Lee tugged at the back of the glove with his teeth, wriggling his stiff fingers into place. “Man, I ain’t seen it this cold since the blizzard of ’54. At least the rain stopped. It ‘as all I could do las’ night to keep my powder dry.”
Behind the embankment Sergeant Sommers rolled over and squinted at him. “Shut up and put some more ashes on your face, Private. It’s near as white as the snow on them hills over there.”
“Yeah, Lee, keep yer’ head down ‘fer it gets shot off.” Lenny bit off a piece of dried jerky and shoved another piece at the pimply teen. “An’ let’s hope ye’ don’t need that powder today,” he whispered.
Lee took the jerky and snuck another peak over the embankment. There was a town less than a mile away and he could see little dots moving about. People were going about their daily business, probably making plans, meeting friends, and hoping for peace. The only thing he still had in common with them was that wish for peace.
“Lord, will there ever be peace in this war torn world?” he breathed.
“My peace I give you.” It was a whisper in his ear, his mother’s voice reading from scripture.
“Look’it ‘em skatin’ on that pond.” Lenny had taken a peak too. “I remember doin’ that. My girl, Cassie, she kin skate. ‘An she sure looks purty doin’ it.” Lenny smiled at the remembrance.
“Lord Jesus, looks kinda’ like home to me…” Lee started to say.
“You boys keep down an’ shut up. Them Yanks ain’t that far off.” Sommers grunted as he got up and moved further down the line.
“You got a girl? I never even had a girl friend yet,” Lee whispered.
“Ah, Lee, you’re hardly off milk. Anyhow, I got a picture of her right here.” Lenny drew a daguerreotype print from his coat pocket. “She’s gonna be my bride come spring and the war’s over.”
The silver-grey sky hovered overhead through the morning, quiet and peaceful.
Twilight and an ominous rumbling sounded from the east. No storm clouds. This was artillery, on the move.
Lights winked on in the town, warm, golden, and homey. The boys rubbed their hands up and down the sleeves of their threadbare coats. Frost hung on their breath. They resisted pulling the flaps of their caps down over their ears, straining instead to hear.

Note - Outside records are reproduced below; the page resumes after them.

PR #1525, opened 2024-02-02
Don't hardcode the registry URL to authenticate to, use the API response

ashb:
## Description

There were a few paths where the registry to log in to was hardcoded
based on the environment (but not all of them -- for instance the Push
path using the go client library was already using this field to auth against!)

This change makes the Push and Pull flow use the pre-existing
`ImageRepository` flow in the Deploy(ment) response from Astro.

This also removes a bit of duplicated code -- various places were
stripping of the `Bearer ` prefix from the password before calling the
Push function, but that function itself did that.

## 🧪 Functional Testing

I have used this to deploy to Astro cloud without trouble

## 📋 Checklist

### DIFF
--- a/airflow/docker_image.go
+++ b/airflow/docker_image.go
@@ -36,6 +36,12 @@ const (
 
 var errGetImageLabel = errors.New("error getting image label")
 
+func realGetDockerClient() (client.APIClient, error) {
+	return client.NewClientWithOpts(client.FromEnv)
+}
+
+var getDockerClient func() (client.APIClient, error) = realGetDockerClient
+
 type DockerImage struct {
 	imageName string
 }
@@ -299,11 +305,16 @@ func (d *DockerImage) CreatePipFreeze(altImageName, pipFreezeFile string) error 
 	return nil
 }
 
-func (d *DockerImage) Push(registry, username, token, remoteImage string) error {
+func (d *DockerImage) Push(remoteImage, username, token string) error {
 	dockerCommand := config.CFG.DockerCommand.GetString()
 	err := cmdExec(dockerCommand, nil, nil, "tag", d.imageName, remoteImage)
 	if err != nil {
 		return fmt.Errorf("command '%s tag %s %s' failed: %w", dockerCommand, d.imageName, remoteImage, err)
+	}
+
+	registry, err := d.getRegistryToAuth(remoteImage)
+	if err != nil {
+		return err
 	}
 
 	// Push image to registry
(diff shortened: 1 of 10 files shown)


ashb:
I haven't yet tested this against the Houston API. That needs to happen.

kushalmalani:
> I haven't yet tested this against the Houston API. That needs to happen.

Adding @rujhan-arora-astronomer @rishkarajgi to confirm the software/deploy changes

kushalmalani:
Ran e2e tests from a binary of your branch, and tests around deploy look good - https://app.circleci.com/pipelines/github/astronomer/astro/115485/workflows/8cfe0817-29a4-4e92-b81b-c05534b7c3bc/jobs/5304060

airflow/docker_image.go
```diff
@@ -368,12 +379,34 @@ func (d *DockerImage) Push(registry, username, token, remoteImage string) error
...
+func (d *DockerImage) getRegistryToAuth(imageName string) (string, error) {
+	domain, err := config.GetCurrentDomain()
+	if err != nil {
+		return "", err
+	}
+
+	if domain == "localhost" {
+		return config.CFG.LocalRegistry.GetString(), nil
+	}
+	parts := strings.SplitN(imageName, "/", 2)
```
vandyliu, line 392: nit can we add a comment of what an example would be

vandyliu: nvm see it in the tests

vandyliu (approved):
code changes look good
tests have good coverage
i'm not too familiar with the docker pull/push part of this code so hopefully someone with more context can also approve

kushalmalani (approved):
LGTM. If possible, can you add some more tests on uncovered lines to bump the coverage

ashb:
I've increased coverage a little bit and refactored to get it a bit higher, but hitting the patch target isn't practical I don't think

rujhan-arora-astronomer (approved):
LGTM, except uncovered lines

airflow/docker_image.go
```diff
@@ -36,6 +36,12 @@ const (
 
 var errGetImageLabel = errors.New("error getting image label")
 
+func realGetDockerClient() (client.APIClient, error) {
+	return client.NewClientWithOpts(client.FromEnv)
+}
+
+var getDockerClient func() (client.APIClient, error) = realGetDockerClient
```
neel-astro, line 43:
```suggestion
var getDockerClient = func() (client.APIClient, error) {
	return client.NewClientWithOpts(client.FromEnv)
}
```
nit: just reducing an extra function declaration and figuring out a name for that 🙂

airflow/docker_image.go
```diff
@@ -353,27 +382,40 @@ func (d *DockerImage) Push(registry, username, token, remoteImage string) error
...
-	// Delete the image tags we just generated
-	err = cmdExec(dockerCommand, nil, nil, "rmi", remoteImage)
-	if err != nil {
-		return fmt.Errorf("command '%s rmi %s' failed: %w", dockerCommand, remoteImage, err)
+
+	if domain == "localhost" {
+		return config.CFG.LocalRegistry.GetString(), nil
 	}
-	return nil
+	parts := strings.SplitN(imageName, "/", 2)
```
neel-astro, line 401: could we try this change out with a custom registry on Software, not sure if it will break or not @rujhan-arora-astronomer @rishkarajgi 
with a custom registry, our image name would be of the form `fmt.Sprintf("%s:%s", registry, fmt.Sprintf("%s-%s", name, tag))`

neel-astro (approved):
left a minor nit and a scenario to validate, but otherwise LGTM, a good cleanup 🧹

airflow/docker_image.go
ashb: Oh yeah, there's a good chance that this won't work in that case.

ashb: We already have the domain here, so we could look if we are in custom registry mode and return.... `registry`? in that case?

neel-astro: If I recollect correctly, the reason we had such a structure was that some of the custom registry endpoints were of the form: `custom-registry.com/dev-airflow`, and it won't allow us to append `/<image_name>` after that.

The only part I am uncertain about is whether trying to log in to just `custom-registry.com` would work or not.

neel-astro: Wait a sec, for Software we don't pass username, so we won't try to login during image push, so I think we are good 🙂.
For software either we log in to the registry during `astro login` or we expect the customer to log in manually for the custom registry.

ashb: Oh yeah!

The login has to be to `custom-registry.com` (i.e. without the repo, but it's not _always_ a bare hostname, it could be `internal.company.com/registry` for instance)


So we're good to merge this?

neel-astro: yup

Scouts reported enemy troop movements only a mile away.
The order came from Sommers – make ready the weapons. “Men look to your powder.”
“Here it comes,” Lenny tensed.
Lee tugged his glove off to load powder into his musket. His frozen fingers, trying to sift it into the small chamber, were clumsy and spilled almost half. “War in winter,” he muttered.
Cannons on the low hillside just above them thundered a volley overhead. Screams in the field before them spoke of their effectiveness. Lee shuddered.
“I’m afraid, Lord, sore afraid.”
“My son, I too have been afraid. I am with you. I will not forsake you.”
Answering volleys poured over the earthen barrier. A ball struck Sommers in the thigh. His scream was obscured by the sound of muskets close at hand.
As the embankment began to crumble under the assault Lee glimpsed the lights of the town for the barest instant. Their peace – that’s why they were fighting this war. The thought gave him strength.
“Lee, I’m hit.” Lenny’s voice was raspy and Lee stared in horror at his friend’s eviscerated chest.
“Hang on Lenny, hang on brother! Oh Mama! Oh Jesus! Just hang on!”
“Lee…I’m…scared. Tell me…your…Jesus…is real. Is he…real Lee?”
“Help me Lord.” Lee barely breathed the prayer.
“I am with you always.”
Peace enveloped the younger man. He knelt by his friend and prayed.
“I seen…it…Lee. In…your eyes…I …seen it. Peace. I…want…that peace. I want…your Jesus.”
“Lenny, I think you jus’ found Him. Or He done found you.”
Another blast – too close.
A red fog enveloped him and Lee was blinded. His musket fell to the frozen earth.
Spring came and they danced among green fields – sweet alyssum, hollyhocks, bluebonnets, and twined around the trunks of mighty oak trees was fragrant wisteria. Soft light suffused the entire earth. Here, there was no war.
Lenny smiled as he introduced his beloved Cassie to Lee.
And the One to whom they turned with reverence and delight welcomed them to the mountaintop mansions of home.
“Well done, good and faithful servant...come and share your Master’s happiness.”